Collected data
● ● ● ●

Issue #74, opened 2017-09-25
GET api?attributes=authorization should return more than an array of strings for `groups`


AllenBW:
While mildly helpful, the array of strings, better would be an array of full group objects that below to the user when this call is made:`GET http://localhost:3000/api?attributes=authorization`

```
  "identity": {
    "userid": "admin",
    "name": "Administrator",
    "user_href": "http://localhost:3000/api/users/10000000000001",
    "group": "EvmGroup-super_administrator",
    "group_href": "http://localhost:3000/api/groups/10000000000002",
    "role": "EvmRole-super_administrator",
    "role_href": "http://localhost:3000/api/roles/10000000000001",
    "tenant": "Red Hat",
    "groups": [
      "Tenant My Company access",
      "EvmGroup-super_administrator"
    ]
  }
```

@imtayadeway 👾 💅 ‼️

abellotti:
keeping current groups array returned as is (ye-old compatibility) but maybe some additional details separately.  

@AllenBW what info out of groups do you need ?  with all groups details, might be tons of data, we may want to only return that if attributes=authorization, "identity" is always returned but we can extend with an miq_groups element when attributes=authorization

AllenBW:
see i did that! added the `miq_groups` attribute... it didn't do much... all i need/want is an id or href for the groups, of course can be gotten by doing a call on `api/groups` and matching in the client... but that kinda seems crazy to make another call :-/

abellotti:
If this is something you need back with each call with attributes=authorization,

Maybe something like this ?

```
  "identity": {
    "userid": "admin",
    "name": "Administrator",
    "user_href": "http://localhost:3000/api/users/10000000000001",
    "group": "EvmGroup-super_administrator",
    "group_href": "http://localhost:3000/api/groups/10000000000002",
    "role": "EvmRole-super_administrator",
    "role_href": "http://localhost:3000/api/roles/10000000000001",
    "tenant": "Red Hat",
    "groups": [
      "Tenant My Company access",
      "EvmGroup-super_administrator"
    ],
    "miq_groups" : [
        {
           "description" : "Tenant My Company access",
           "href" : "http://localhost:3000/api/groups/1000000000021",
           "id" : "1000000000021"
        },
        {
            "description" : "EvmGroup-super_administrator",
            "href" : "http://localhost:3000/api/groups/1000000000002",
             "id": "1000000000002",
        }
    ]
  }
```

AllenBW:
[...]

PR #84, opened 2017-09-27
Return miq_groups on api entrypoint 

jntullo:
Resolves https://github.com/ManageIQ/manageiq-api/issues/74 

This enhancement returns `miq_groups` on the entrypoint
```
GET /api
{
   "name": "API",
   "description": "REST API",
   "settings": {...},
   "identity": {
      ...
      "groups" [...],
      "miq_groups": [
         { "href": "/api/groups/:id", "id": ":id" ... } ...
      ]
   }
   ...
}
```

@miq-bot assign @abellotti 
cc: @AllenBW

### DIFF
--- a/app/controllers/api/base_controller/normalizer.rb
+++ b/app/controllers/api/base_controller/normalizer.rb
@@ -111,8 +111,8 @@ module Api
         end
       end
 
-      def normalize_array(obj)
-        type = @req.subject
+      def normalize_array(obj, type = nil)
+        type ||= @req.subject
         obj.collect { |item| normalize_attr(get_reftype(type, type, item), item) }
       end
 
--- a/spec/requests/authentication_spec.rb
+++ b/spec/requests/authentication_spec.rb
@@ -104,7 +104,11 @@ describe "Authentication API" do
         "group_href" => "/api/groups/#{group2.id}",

● ● ● ●

Aim of the exercise: Write out every record verbatim.

Answer to the exercise:
Issue #74, opened 2017-09-25
GET api?attributes=authorization should return more than an array of strings for `groups`


AllenBW:
While mildly helpful, the array of strings, better would be an array of full group objects that below to the user when this call is made:`GET http://localhost:3000/api?attributes=authorization`

```
  "identity": {
    "userid": "admin",
    "name": "Administrator",
    "user_href": "http://localhost:3000/api/users/10000000000001",
    "group": "EvmGroup-super_administrator",
    "group_href": "http://localhost:3000/api/groups/10000000000002",
    "role": "EvmRole-super_administrator",
    "role_href": "http://localhost:3000/api/roles/10000000000001",
    "tenant": "Red Hat",
    "groups": [
      "Tenant My Company access",
      "EvmGroup-super_administrator"
    ]
  }
```

@imtayadeway 👾 💅 ‼️

abellotti:
keeping current groups array returned as is (ye-old compatibility) but maybe some additional details separately.  

@AllenBW what info out of groups do you need ?  with all groups details, might be tons of data, we may want to only return that if attributes=authorization, "identity" is always returned but we can extend with an miq_groups element when attributes=authorization

AllenBW:
see i did that! added the `miq_groups` attribute... it didn't do much... all i need/want is an id or href for the groups, of course can be gotten by doing a call on `api/groups` and matching in the client... but that kinda seems crazy to make another call :-/

abellotti:
If this is something you need back with each call with attributes=authorization,

Maybe something like this ?

```
  "identity": {
    "userid": "admin",
    "name": "Administrator",
    "user_href": "http://localhost:3000/api/users/10000000000001",
    "group": "EvmGroup-super_administrator",
    "group_href": "http://localhost:3000/api/groups/10000000000002",
    "role": "EvmRole-super_administrator",
    "role_href": "http://localhost:3000/api/roles/10000000000001",
    "tenant": "Red Hat",
    "groups": [
      "Tenant My Company access",
      "EvmGroup-super_administrator"
    ],
    "miq_groups" : [
        {
           "description" : "Tenant My Company access",
           "href" : "http://localhost:3000/api/groups/1000000000021",
           "id" : "1000000000021"
        },
        {
            "description" : "EvmGroup-super_administrator",
            "href" : "http://localhost:3000/api/groups/1000000000002",
             "id": "1000000000002",
        }
    ]
  }
```

AllenBW:
[...]

PR #84, opened 2017-09-27
Return miq_groups on api entrypoint 

jntullo:
Resolves https://github.com/ManageIQ/manageiq-api/issues/74 

This enhancement returns `miq_groups` on the entrypoint
```
GET /api
{
   "name": "API",
   "description": "REST API",
   "settings": {...},
   "identity": {
      ...
      "groups" [...],
      "miq_groups": [
         { "href": "/api/groups/:id", "id": ":id" ... } ...
      ]
   }
   ...
}
```

@miq-bot assign @abellotti 
cc: @AllenBW

### DIFF
--- a/app/controllers/api/base_controller/normalizer.rb
+++ b/app/controllers/api/base_controller/normalizer.rb
@@ -111,8 +111,8 @@ module Api
         end
       end
 
-      def normalize_array(obj)
-        type = @req.subject
+      def normalize_array(obj, type = nil)
+        type ||= @req.subject
         obj.collect { |item| normalize_attr(get_reftype(type, type, item), item) }
       end
 
--- a/spec/requests/authentication_spec.rb
+++ b/spec/requests/authentication_spec.rb
@@ -104,7 +104,11 @@ describe "Authentication API" do
         "group_href" => "/api/groups/#{group2.id}",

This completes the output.